Last night got back to Kat’s she passed out sprawled out on the bed covered in pillows and covers. I didn’t want to intrude or did not know I would be welcomed so I slept on the floor. When she first got up she said that was ridiculous and to get into bed I couldn’t fall pack to sleep but did rest, she was still drunk, and was too warm so she was on top of the covers looking beautiful with her long curls, cami and panties. I was under the covers her, she was on her side her leg on top of mine, me listening to her breathing as I was when I was on the floor, but now as I’m back in my own bed alone with my fan on as I always do to sleep I am feeling very lonely in my bed without someone next to me.

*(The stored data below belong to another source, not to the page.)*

Issue #2510, opened 2026-08-05
link: pin symbol→DLL import mapping for static archives on the PE target


octalide:
## What

The vendored-static route for C dependencies (first consumer: mach-glfw's planned static GLFW archive) merges `.a` members into the executable; the archive's undefined symbols — Win32 API calls — must then resolve to PE imports. PE imports are per-DLL: the import table requires a symbol→DLL mapping, unlike ELF's flat `DT_NEEDED` list or Mach-O's recorded dylibs. It is not established how resolution learns that mapping when cross-linking from a linux host, where the target system DLLs are not on disk to consult.

Investigate and pin the behavior:

1. Trace `-l`/`[link]` PE resolution for undefined ext symbols that originate in static archive members (`doc/cli.md:159-184` documents the intent; verify the implementation).
2. If the mapping requires consulting real DLL export tables at link time, cross-linking this case from linux is broken. Design the proper fix rather than a workaround: `[link.X]` entries already carry a per-OS `name` (e.g. `glfw3.dll`) — extend resolution so a `[link]` entry claims its symbols, either explicitly or via a declared export list. Vendored import stubs per consumer repo are the fallback design; a manifest-declared mapping is preferred (no external stub files to version).
3. Implement the small change (if any) the investigation demands under this issue; escalate to a dedicated issue if it proves structural.

## Acceptance

- A test that cross-links, from a linux host, a static archive containing undefined Win32 symbol references produces a PE whose import table binds those symbols to the declared DLLs, asserted via the PE test harness.
- The resolved behavior (existing or newly implemented) is documented in `doc/cli.md`'s static-vs-dynamic resolution section.

octalide:
Concrete data from the first consumer (mach-glfw#31 / mach-glfw#32), in case it is useful for pinning the design.

GLFW 3.4's win32 backend, compiled with `zig cc -target x86_64-windows-gnu` and archived with `zig ar`, leaves **148** undefined non-GLFW symbols. They fall into two classes, and the second one is not covered by this issue's framing:

[...]

PR #2614, opened 2026-08-07
fix(link): name both attribution routes in the unattributed-import error

### LINKED ISSUE #2528: diag: unattributed-import error recommends a remedy that cannot work for archive-origin symbols
## What

`unattributed_import_message` at `src/lang/be/linker.mach:3962-3974` says to annotate the declaration with `#[library("...")]`. For a symbol arriving from a static archive member there is no declaration to annotate — that is the premise of #2510, which added the `symbols = [...]` manifest key precisely for this case. A user hitting this is pointed at the one remedy that cannot work, with no mention of the new key.

## Fix

Name both routes in the diagnostic — the decorator for symbols with a Mach declaration, the manifest key for archive-origin symbols.

## Acceptance

- The diagnostic names both
- A test asserts the archive-origin wording

octalide:
Closes #2528

## What

`unattributed_import_message` told the user to annotate the declaration with `#[library("...")]`. A symbol arriving from a static archive member has no declaration to annotate, which is the entire premise of #2510 and why the manifest `symbols = [...]` key exists. The one remedy offered was the one that cannot work.

The message now names both routes, and spells the manifest claim with the symbol's own name so it is directly actionable:

```
error: dynamic import 'some_unattributed_import' has no #[library] attribution; a two-level-namespace target requires every import to name its providing library - annotate the declaration with #[library("...")], or, when the symbol arrives from a static archive member and has no declaration to annotate, claim it with symbols = ["some_unattributed_import"] on the [link.<entry>] naming its library; candidate libraries: kernel32 (kernel32.dll)
```

The degraded form taken when the name cannot be resolved names both routes too, with the bare `symbols = [...]` spelling since it has no symbol to insert.

Docs already describe both routes correctly (`doc/cli.md`, `doc/language/ext-fun.md`), so no prose change was needed.

## Tests

New unit test `mach.lang.be.linker.unattributed_import_message:names_both_routes` asserts the archive-origin wording (`static archive member`, `no declaration to annotate`, `symbols = ["Sleep"]`, `[link.<entry>]`) on both the named and the degraded form.

With the test in place and `unattributed_import_message` reverted to its pre-fix body:

```
mach.lang.be.linker                          36 ok     1 FAIL     94ms
  FAIL  mach.lang.be.linker.unattributed_import_message:names_both_routes  ./src/lang/be/linker.mach:7223  (exit 1)

1167 passed, 1 failed, 1168 total
```

With the fix: `1168 passed, 0 failed, 1168 total`.

The `surface/pe-import-attribution` int golden was re-blessed; its diff is the before/after of the user-visible diagnostic.

## Verification

- `mach test .` green (1168/1168)
- `int/run.sh --target linux` green


octalide:
Self-host fixpoint verified on this branch: stage2 `cmp` stage3 identical. Full `int/run.sh --target linux` green.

I also asked her if she thought that one day we could be more then we are now and paraphrasing what she said, that she couldn’t see her self making out with me, and after a quick thought I agreed with her saying that I couldn’t see it as well, so I guess my first love is over or at least has been starting to be over since the last year but fully confirmed last night/today, I’m not sadden by this just that I would like to just finally have someone in my life, its been too long and frankly I don’t feel like I could count Kelly as a real relationship although it was a good practice or a lesson learned I’d say.
So now ill go to sleep alone in my bed, wondering if she’ll come out sat night if she’ll stay the night and what that might entail, I know that it wouldn’t entail anything on my part to make the first move with her.